*Exercise brief*:
Working from the entries below, give again each line from the first through the one containing "- Updates the Sequoia CSS", exactly and with nothing else.

Stored data entries
-- Opening Marker --

PR #5643, opened 2021-02-23
Form Templates now support custom checkbox fields

### LINKED ISSUE #5587: Multi-Step Form Template should style checkbox inputs in core
Currently, adding a custom checkbox input to the Multi-Step Form Template renders the input hidden, showing just the label.

## Acceptance Criteria

- [ ] A custom checkbox input is visible

kjohnson:
Resolves #5587

## Description

- Adds custom data attributes for style selection.

## Affects

- Updates the Sequoia JS to call `setupCheckbox` on custom checkbox fields.
- Updates the Sequoia CSS to handle input replacement for custom checkbox fields.
- Updates the Legacy CSS to align custom checkbox fields.

## Visuals

NOTE: The Sequoia template still needs some work with regards to spacing, but that will be addressed in another change. The spacing styles are more general than the checkbox field and apply to all custom fields based on template location. I'll need to inspect each section and tweak the styles. For example, placing the fields before the gateways doesn't need any tweaks, but the insert location for after donation amount is flush with the side.

Screenshot_2021-02-23 Donation Form – WordPress(1)

Screenshot_2021-02-23 Donation Form – WordPress(2)

## Pre-review Checklist

## Testing Instructions

- Add a custom checkbox field

```php
add_action( 'give_fields_after_donation_levels', function( $fieldCollection, $formID ) {
	$fieldCollection->append(
		give_field( 'checkbox', 'my-custom-field' )
			->label( 'My Custom Field' )
	);
}, 10, 2 );
```

### DIFF
--- a/CHANGELOG.md
+++ b/CHANGELOG.md
@@ -10,6 +10,7 @@ and this project adheres to [Semantic Versioning](https://semver.org/spec/v2.0.0
 ### Changed
 
 -   Fields API throws an exception when inserting relative to a node that does not exist (#5640)
+-   Form Templates now support custom checkbox fields. (#5643)
 
 ## 2.9.6 - 2021-01-13
 
--- a/assets/src/css/frontend/forms.scss
+++ b/assets/src/css/frontend/forms.scss
@@ -492,6 +492,7 @@ form[id*='give-form'] {
 		margin: 0 0.25em 0 0;
 	}
 }
+// Align checkbox/label for custom checkbox fields.
 div[data-field-type='checkbox'] {
 	display: flex;
 
--- a/assets/src/css/frontend/forms.scss
+++ b/assets/src/css/frontend/forms.scss
@@ -492,6 +492,17 @@ form[id*='give-form'] {
 		margin: 0 0.25em 0 0;
 	}
 }
+div[data-field-type='checkbox'] {
+	display: flex;
+
+	label {
+		order: 2;
+	}
+
+	input[type='checkbox'] {
+		order: 1;
+	}
+}
 
 /*---------------------------------
 Donation Level: Dropdown/Select
--- a/src/Form/LegacyConsumer/FieldView.php
+++ b/src/Form/LegacyConsumer/FieldView.php
@@ -5,13 +5,12 @@ namespace Give\Form\LegacyConsumer;
 use Give\Framework\FieldsAPI\FormField;
 
 class FieldView {
-    public static function render( FormField $field ) {
-        echo $field->getType();
-        echo '<div class="form-row form-row-wide">';
-            ob_start();
-            include plugin_dir_path( __FILE__ ) . '/templates/label.html.php';
-            include plugin_dir_path( __FILE__ ) . '/templates/' . $field->getType() . '.html.php';
-            echo ob_get_clean();
-        echo '</div>';
-    }
+	public static function render( FormField $field ) {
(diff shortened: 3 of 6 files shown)


JasonTheAdams:
@kjohnson Friendly note on this PR description: Issues are for describing problems/needs and PRs are for describing solutions. As such, the visualizations here are perfect for the Issue, whereas these pictures should reflect what the working solution looks like. 🙂👍

JasonTheAdams:
Actually, now that I read your image description more carefully, I think you're saying this _is_ the solution in action, and you'll do more later. Out of curiosity, why use another PR to fix the Sequoia spacing styles?

kjohnson:
@JasonTheAdams the spacing styles are more general than the checkbox field and apply to all custom fields based on template location. I'll need to inspect each section and tweak the styles. For example, placing the fields before the gateways doesn't need any tweaks, but the insert location for after donation amount is flush with the side.

JasonTheAdams:
Roger that. Thanks for helping me understand!

JasonTheAdams:
@kjohnson Can you please provide testing instructions? I'm not sure what field to use. I was expecting to see a Checkbox field, but I don't see one.

kjohnson:
@JasonTheAdams I updated the PR with testing instructions for adding a checkbox field.

JasonTheAdams (approved):
I just noticed in this PR that all fields are actually the same class: FormField. I would really rather have different classes for the different types, making types a first-class citizen of the Fields API. For example: Text, Select, Checkbox, and so forth.

Right now, for example, you could do `$textField->options()`. That doesn't really make any sense. I'd also like to have things such as `$checkbox->checkedByDefault()` as a simple way of setting the default.

It's probably not in the scope of this PR, but it is something important to me I think we should have done before releasing this to the wild. Happy to chat about this!

JasonTheAdams:
This will make type checking better in cases such as:
```php
$collection->append(
    Field::checkBoxGroup(
        Field::checkBox('Do you want to...')->checked(),
        Field::checkBox('Would you like...'),
    );
);
```
In this case the `Field::checkBoxGroup` is a collection which can quickly verify (and even via types in PHP 7) that it's being passed only CheckBox fields.

kjohnson:
@JasonTheAdams happy to talk about it but I've come across a lot of problems trying to use different classes for different fields types. I've found much better success with type being a property.

Also, I already have type checking for features - for example:

```php
    public function supportsOptions() {
        return in_array( $this->getType(), [
            FieldTypes::TYPE_SELECT,
            FieldTypes::TYPE_RADIO,
        ] );
    }
```

JasonTheAdams:
Just finished a call with @kjohnson wherein we discussed this and he won. 😉 

Really, he made some excellent points wherein the question became whether we have a minimal data structure which extends out in different directions — e.g. a base Field class which is extended by a Select class. The pro of this is that is only stores what data is needed, but the con is that it's inherently limiting and puts a lot more type checking down the line when processing fields. The method he's proposing means there's a uniform data model — that is, _all_ fields have the same properties, even if one or two aren't used when rendered. This eliminates the need for type checking and keeps things nice and flexible.

We believe that flexibility is the greater goal in our case, and classes can be added later if we want to add syntactical sugar (e.g. `CheckBox::checkedByDefault()`), but these classes wouldn't change the underlying data model.

So we're proceeding as is! 👍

-- Closing Marker --

*Answer below*:
PR #5643, opened 2021-02-23
Form Templates now support custom checkbox fields

### LINKED ISSUE #5587: Multi-Step Form Template should style checkbox inputs in core
Currently, adding a custom checkbox input to the Multi-Step Form Template renders the input hidden, showing just the label.

## Acceptance Criteria

- [ ] A custom checkbox input is visible

kjohnson:
Resolves #5587

## Description

- Adds custom data attributes for style selection.

## Affects

- Updates the Sequoia JS to call `setupCheckbox` on custom checkbox fields.
- Updates the Sequoia CSS to handle input replacement for custom checkbox fields.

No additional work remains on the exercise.